В этот раз Волмонтович не сплоховал, искупив позор лечебницы Кошен. И был готов оградить друга от опасности любой ценой – даже вопреки желанию друга.
…наконечник пики кувыркнулся в грязь. На обратном взмахе сабля с хрустом врубилась в ключицу бородача. Справа выросла фигура второго всадника. Волмонтович закричал – пика казака вошла ему в живот, разрывая мундир, кожу, мышцы, внутренности…
– Вы тоже выжили после смертельной раны, – сказал Огюст, не понимая, зачем он это делает. – В живот. Верно, князь? У вас есть опыт. И вы решили, что я…
Хватка ослабла. Лунный свет упал на изумленное лицо Волмонтовича.

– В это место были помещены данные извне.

PR #44, opened 2017-06-20
Refresher_spec: Add deletions tests

zakiva:
Extracted k8s entities tests from https://github.com/ManageIQ/manageiq-providers-openshift/pull/18

@simon3z @cben @moolitayer Please review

– Пся крев! Откуда?! – князь внезапно охрип.
Сцена шестая
Смерть и жизнь Казимира Волмонтовича
1
А было так.
Звон хрусталя. Багровая вспышка. Взрыв боли.
Темнота.
Смерть.
Раб Божий Казимир понял это сразу и не захотел ждать. Легко поднявшись над собственным мертвым телом, он шагнул в Небо, в серую пелену дождя. Оглядываться не стал – успеется. Поглядим уже с Небес. Там, где сведены все счеты и развязаны все узлы, он даже сумеет простить своих убийц – и бородатого хлопа, посмевшего забрать фамильный клинок в качестве трофея, и второго, распотрошившего седельную сумку. Он простит, он полюбит их – но не сейчас и не здесь.